# 加速：非同步爬蟲

* 了解非同步爬蟲加速原理與實作

### Python 中的非同步爬蟲

In [1]:
import aiohttp
import asyncio
import nest_asyncio
nest_asyncio.apply()

async def fetch(session, url):
    async with session.get(url) as response:
        return await response.text()

async def main():
    async with aiohttp.ClientSession() as session:
        html = await fetch(session, 'http://python.org')
        print(html[:1000])

loop = asyncio.get_event_loop()
loop.run_until_complete(main())
#loop.close()

<!doctype html>
<!--[if lt IE 7]>   <html class="no-js ie6 lt-ie7 lt-ie8 lt-ie9">   <![endif]-->
<!--[if IE 7]>      <html class="no-js ie7 lt-ie8 lt-ie9">          <![endif]-->
<!--[if IE 8]>      <html class="no-js ie8 lt-ie9">                 <![endif]-->
<!--[if gt IE 8]><!--><html class="no-js" lang="en" dir="ltr">  <!--<![endif]-->

<head>
    <meta charset="utf-8">
    <meta http-equiv="X-UA-Compatible" content="IE=edge">

    <link rel="prefetch" href="//ajax.googleapis.com/ajax/libs/jquery/1.8.2/jquery.min.js">

    <meta name="application-name" content="Python.org">
    <meta name="msapplication-tooltip" content="The official home of the Python Programming Language">
    <meta name="apple-mobile-web-app-title" content="Python.org">
    <meta name="apple-mobile-web-app-capable" content="yes">
    <meta name="apple-mobile-web-app-status-bar-style" content="black">

    <meta name="viewport" content="width=device-width, initial-scale=1.0">
    <meta name="HandheldFriendly" conte

### 比較一下

In [2]:
import requests, time

URL = 'https://morvanzhou.github.io/'

def normal():
    for i in range(2):
        r = requests.get(URL)
        url = r.url
        print(url)

t1 = time.time()
normal()
print("Normal total time:", time.time()-t1)

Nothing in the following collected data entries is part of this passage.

PR #116, opened 2016-11-03
fixed and handled the request Code null pointer exception

navoda:
When a CoAP Client is performing a Ping, the request sends a [**null** Code](https://github.com/eclipse/californium/blob/master/californium-core/src/main/java/org/eclipse/californium/core/CoapClient.java#L279) which eventually caught by [**DataSerializer**](https://github.com/eclipse/californium/blob/master/californium-core/src/main/java/org/eclipse/californium/core/network/serialization/DataSerializer.java#L51) class and throws a _NullPointerException_.


sophokles73:
Hi @navoda,

I am not sure about the *intended* status of this PR. The commit lacks a valid signed-off footer. However, I also do not think that it addresses the root of the problem, which seems to be ( as @mettke pointed out in #146) that the corresponding `Request` does not contain a request code. Adding an *empty* request code to the `CoAP.Code` enumeration looks like a good idea to solve this problem ... do you want to give that one a try and create a new PR based on the proposed solution?

sophokles73:
Will be handled as part of #147 and #149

https://morvanzhou.github.io/
https://morvanzhou.github.io/
Normal total time: 0.6313903331756592


In [3]:
import aiohttp, asyncio
import nest_asyncio
nest_asyncio.apply()


async def job(session):
    response = await session.get(URL)                               #等待並切換
    return str(response.url)

async def main(loop):
    async with aiohttp.ClientSession() as session:                  #官網推薦建立Session的形式,也可以直接用request
        tasks = [loop.create_task(job(session)) for _ in range(2)]
        finished, unfinished = await asyncio.wait(tasks)            #收集完成的結果,會返回完成的和沒完成的,等全部都完成了才返回
        all_results = [r.result() for r in finished]                #獲取所有結果
        print(all_results)

t1 = time.time()
loop = asyncio.get_event_loop()
loop.run_until_complete(main(loop))
# loop.close()
print("Async total time:", time.time() - t1)

['https://morvanzhou.github.io/', 'https://morvanzhou.github.io/']
Async total time: 0.2783339023590088


## 作業目標

* 比較一下非同步爬蟲跟多線程爬蟲的差異是什麼？各自的優缺點為何？